About this exercise » Once you find a line containing the word "tests" in the entries below, copy it.

Provided data »
________________

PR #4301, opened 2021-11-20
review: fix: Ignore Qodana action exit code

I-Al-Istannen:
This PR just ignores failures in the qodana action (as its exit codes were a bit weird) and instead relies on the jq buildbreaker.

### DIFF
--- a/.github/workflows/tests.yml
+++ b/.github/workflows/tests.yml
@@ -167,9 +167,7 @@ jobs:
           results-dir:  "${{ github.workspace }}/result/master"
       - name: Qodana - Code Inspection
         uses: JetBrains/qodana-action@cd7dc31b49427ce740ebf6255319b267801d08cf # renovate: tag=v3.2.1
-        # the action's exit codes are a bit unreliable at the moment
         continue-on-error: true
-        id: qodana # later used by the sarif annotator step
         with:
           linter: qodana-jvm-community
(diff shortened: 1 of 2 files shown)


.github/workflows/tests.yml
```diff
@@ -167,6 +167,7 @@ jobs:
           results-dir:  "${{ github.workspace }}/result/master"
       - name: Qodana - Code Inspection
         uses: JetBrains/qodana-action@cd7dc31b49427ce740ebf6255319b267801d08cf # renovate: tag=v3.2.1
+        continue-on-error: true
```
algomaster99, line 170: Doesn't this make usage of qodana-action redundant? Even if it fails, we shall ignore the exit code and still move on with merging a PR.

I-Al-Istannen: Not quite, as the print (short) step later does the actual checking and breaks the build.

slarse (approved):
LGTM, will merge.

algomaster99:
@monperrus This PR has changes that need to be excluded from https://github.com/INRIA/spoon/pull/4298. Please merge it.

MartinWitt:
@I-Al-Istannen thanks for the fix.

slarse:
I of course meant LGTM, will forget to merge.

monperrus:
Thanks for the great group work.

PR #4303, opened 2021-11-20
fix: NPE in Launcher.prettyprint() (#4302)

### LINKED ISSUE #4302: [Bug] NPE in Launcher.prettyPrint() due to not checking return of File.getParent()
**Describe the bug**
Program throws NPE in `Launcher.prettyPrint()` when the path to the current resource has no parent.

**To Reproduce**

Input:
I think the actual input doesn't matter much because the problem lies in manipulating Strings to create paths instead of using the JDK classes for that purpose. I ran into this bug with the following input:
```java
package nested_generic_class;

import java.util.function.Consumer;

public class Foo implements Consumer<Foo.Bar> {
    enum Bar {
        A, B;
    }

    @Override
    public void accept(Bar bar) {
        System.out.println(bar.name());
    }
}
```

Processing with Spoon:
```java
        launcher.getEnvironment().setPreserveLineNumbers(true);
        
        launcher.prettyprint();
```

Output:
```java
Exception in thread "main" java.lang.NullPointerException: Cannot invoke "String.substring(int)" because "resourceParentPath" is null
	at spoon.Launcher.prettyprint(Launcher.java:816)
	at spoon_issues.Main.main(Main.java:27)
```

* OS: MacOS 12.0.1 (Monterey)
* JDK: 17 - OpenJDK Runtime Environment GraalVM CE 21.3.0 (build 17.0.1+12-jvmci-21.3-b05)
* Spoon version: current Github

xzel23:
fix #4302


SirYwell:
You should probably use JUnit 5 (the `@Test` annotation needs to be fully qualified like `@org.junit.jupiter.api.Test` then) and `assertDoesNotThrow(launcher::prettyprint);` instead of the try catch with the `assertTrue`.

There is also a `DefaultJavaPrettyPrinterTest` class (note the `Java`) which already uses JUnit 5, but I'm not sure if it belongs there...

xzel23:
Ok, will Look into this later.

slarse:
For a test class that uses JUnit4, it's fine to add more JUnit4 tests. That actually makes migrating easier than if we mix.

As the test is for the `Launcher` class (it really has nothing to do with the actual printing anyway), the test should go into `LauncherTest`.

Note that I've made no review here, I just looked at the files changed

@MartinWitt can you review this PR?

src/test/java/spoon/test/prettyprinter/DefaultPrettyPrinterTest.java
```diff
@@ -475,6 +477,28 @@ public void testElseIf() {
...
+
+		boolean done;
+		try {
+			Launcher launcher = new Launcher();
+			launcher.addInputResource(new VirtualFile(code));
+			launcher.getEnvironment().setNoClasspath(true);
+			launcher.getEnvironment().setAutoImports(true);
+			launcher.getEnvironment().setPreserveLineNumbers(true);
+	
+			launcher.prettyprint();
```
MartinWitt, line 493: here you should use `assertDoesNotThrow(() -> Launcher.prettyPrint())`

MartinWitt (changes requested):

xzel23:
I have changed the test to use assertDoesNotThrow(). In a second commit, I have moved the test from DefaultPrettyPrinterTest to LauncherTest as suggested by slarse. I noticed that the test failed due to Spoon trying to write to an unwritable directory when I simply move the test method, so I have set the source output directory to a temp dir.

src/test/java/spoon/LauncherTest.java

________________

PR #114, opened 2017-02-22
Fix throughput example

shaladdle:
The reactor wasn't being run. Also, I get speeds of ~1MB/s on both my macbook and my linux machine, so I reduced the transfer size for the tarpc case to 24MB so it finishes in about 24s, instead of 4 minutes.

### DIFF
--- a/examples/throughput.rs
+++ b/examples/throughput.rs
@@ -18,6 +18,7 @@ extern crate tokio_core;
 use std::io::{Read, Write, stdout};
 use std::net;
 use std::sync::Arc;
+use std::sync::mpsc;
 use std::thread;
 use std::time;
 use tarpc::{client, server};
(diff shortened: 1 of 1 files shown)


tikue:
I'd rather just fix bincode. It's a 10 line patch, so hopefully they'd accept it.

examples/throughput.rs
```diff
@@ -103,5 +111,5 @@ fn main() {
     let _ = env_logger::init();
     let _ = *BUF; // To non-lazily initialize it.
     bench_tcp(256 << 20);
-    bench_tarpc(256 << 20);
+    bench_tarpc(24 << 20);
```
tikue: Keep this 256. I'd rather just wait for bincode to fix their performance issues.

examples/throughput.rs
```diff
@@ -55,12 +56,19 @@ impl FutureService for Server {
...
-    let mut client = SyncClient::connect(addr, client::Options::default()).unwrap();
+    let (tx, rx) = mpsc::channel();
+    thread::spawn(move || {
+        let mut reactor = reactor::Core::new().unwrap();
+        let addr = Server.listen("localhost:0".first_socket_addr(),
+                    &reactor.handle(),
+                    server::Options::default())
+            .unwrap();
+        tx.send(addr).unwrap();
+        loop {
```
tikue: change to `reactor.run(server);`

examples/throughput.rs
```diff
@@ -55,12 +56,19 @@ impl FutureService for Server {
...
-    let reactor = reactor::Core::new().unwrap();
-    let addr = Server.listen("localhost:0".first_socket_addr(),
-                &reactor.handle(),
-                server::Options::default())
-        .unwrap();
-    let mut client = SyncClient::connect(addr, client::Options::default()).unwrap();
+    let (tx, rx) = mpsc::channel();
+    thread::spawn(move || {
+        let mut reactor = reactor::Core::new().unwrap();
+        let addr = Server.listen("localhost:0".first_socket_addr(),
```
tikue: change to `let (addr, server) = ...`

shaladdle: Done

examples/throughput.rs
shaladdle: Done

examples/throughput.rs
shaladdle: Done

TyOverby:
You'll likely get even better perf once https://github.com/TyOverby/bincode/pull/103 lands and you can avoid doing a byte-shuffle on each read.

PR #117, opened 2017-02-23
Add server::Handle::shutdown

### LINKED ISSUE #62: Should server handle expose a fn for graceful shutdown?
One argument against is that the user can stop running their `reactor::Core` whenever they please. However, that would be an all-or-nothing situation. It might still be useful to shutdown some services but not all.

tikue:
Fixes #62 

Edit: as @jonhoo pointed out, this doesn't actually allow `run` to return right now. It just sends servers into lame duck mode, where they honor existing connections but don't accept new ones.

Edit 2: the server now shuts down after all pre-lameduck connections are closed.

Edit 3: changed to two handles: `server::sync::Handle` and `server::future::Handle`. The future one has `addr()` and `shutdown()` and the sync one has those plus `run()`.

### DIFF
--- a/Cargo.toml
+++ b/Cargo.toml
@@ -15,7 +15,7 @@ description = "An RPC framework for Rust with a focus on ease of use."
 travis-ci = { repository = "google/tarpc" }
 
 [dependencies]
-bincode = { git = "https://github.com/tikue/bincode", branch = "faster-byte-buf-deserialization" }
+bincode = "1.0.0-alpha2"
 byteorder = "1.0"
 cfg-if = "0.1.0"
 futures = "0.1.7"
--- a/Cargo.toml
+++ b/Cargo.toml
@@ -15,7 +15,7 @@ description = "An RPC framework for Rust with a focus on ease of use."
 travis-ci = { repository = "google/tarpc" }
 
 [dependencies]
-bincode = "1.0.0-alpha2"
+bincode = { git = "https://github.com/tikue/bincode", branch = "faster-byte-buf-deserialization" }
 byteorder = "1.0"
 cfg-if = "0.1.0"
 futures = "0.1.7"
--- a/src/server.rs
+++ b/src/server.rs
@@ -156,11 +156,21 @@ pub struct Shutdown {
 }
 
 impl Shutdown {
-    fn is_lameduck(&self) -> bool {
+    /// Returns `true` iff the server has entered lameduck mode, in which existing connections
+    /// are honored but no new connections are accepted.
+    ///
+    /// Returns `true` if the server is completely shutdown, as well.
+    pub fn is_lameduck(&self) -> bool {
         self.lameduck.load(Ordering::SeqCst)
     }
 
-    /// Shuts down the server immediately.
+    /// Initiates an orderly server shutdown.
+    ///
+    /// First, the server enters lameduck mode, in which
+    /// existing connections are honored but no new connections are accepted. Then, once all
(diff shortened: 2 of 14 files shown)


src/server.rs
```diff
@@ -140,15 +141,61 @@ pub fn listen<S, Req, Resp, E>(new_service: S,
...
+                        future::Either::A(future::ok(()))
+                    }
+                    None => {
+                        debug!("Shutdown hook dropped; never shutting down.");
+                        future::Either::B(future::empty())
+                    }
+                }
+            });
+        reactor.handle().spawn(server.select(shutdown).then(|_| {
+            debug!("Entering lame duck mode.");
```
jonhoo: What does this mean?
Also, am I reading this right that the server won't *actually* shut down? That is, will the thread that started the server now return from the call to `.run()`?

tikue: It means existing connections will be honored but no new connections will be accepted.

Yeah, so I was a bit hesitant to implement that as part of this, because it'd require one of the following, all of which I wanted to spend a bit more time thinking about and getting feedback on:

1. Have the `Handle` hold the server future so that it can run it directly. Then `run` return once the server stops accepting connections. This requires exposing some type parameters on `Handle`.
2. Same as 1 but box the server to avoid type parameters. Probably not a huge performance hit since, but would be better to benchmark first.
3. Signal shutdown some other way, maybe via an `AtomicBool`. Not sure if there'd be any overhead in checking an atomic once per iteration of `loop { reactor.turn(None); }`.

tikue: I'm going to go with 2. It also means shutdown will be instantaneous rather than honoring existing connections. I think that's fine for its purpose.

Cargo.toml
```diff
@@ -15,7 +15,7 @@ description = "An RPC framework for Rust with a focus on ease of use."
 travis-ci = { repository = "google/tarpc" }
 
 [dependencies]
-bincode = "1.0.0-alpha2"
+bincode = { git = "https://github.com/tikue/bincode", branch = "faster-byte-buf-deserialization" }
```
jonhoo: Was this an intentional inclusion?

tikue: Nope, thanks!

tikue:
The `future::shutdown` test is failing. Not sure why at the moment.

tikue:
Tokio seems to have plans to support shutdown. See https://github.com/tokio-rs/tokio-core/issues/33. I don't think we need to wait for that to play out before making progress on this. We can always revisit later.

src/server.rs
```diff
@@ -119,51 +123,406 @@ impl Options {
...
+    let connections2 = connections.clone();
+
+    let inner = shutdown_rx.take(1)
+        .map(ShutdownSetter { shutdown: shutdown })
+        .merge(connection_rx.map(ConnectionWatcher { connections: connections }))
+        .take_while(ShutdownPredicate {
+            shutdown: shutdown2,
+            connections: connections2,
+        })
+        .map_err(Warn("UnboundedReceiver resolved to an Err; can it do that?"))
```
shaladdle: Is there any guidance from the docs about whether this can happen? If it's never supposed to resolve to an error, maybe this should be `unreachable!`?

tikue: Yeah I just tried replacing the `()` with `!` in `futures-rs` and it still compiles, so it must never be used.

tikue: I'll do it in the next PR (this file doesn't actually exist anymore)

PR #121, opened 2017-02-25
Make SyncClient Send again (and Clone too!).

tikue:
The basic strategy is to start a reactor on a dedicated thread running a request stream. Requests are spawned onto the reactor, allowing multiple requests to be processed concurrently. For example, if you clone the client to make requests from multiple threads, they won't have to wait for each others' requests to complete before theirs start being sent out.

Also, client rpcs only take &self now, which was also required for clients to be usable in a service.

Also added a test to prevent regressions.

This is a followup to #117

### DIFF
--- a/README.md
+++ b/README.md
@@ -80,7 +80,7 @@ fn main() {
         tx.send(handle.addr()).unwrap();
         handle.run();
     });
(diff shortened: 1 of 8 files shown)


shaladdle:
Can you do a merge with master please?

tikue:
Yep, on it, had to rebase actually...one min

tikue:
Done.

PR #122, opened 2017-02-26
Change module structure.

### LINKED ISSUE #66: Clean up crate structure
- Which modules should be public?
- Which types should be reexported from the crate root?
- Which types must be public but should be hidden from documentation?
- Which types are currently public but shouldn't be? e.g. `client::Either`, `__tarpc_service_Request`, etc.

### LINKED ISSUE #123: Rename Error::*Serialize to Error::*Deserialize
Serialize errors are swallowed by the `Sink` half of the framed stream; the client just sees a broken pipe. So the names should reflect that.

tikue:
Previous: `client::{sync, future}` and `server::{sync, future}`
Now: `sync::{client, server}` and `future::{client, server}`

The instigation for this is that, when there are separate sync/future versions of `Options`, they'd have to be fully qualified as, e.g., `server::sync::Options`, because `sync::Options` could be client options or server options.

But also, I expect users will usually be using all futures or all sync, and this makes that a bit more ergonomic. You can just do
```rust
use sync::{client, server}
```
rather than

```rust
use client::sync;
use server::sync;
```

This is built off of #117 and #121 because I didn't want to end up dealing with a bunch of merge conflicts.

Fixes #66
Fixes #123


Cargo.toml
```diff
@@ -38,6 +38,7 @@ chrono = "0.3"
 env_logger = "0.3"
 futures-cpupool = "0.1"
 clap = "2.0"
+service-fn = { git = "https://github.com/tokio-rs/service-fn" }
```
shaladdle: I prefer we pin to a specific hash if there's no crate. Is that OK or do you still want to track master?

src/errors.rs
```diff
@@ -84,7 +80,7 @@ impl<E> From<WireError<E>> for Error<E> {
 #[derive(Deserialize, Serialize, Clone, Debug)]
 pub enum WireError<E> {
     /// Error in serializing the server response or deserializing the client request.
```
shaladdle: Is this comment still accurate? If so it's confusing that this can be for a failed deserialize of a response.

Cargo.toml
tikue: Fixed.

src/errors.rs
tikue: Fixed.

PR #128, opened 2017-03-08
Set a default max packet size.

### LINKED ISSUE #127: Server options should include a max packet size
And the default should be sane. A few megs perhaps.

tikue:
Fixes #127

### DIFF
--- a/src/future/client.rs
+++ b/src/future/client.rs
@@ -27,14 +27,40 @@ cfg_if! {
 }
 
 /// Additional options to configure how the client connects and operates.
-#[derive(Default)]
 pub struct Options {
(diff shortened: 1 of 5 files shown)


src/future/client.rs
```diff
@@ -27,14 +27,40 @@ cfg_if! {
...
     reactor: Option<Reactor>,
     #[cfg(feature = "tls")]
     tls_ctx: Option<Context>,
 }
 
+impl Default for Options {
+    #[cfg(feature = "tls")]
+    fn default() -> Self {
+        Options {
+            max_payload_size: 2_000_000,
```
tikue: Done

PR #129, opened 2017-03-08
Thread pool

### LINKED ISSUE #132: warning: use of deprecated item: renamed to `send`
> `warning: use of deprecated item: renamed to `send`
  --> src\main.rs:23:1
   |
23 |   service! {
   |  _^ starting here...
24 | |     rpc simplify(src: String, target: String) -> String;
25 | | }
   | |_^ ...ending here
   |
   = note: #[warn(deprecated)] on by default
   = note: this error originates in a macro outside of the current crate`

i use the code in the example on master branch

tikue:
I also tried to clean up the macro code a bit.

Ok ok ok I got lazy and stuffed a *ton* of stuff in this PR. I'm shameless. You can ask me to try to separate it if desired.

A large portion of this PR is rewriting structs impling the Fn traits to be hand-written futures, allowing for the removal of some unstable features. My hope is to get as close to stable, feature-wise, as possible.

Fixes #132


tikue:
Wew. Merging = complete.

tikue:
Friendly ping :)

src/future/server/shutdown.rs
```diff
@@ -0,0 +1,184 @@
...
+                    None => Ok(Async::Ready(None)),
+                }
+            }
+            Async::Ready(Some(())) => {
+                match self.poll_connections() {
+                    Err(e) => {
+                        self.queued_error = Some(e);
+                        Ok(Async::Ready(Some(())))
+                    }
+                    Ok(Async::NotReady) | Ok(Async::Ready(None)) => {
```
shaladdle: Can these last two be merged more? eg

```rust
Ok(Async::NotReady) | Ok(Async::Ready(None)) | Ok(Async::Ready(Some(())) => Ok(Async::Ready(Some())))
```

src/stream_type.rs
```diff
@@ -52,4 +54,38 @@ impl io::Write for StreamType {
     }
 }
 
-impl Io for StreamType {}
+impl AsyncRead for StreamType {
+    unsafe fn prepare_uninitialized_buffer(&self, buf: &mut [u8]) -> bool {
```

________________

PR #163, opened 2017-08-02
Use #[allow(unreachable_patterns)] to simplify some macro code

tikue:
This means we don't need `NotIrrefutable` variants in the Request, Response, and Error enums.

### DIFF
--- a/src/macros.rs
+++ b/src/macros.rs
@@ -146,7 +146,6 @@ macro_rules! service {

________________

Answer space »
--- a/.github/workflows/tests.yml
+++ b/.github/workflows/tests.yml
.github/workflows/tests.yml
For a test class that uses JUnit4, it's fine to add more JUnit4 tests. That actually makes migrating easier than if we mix.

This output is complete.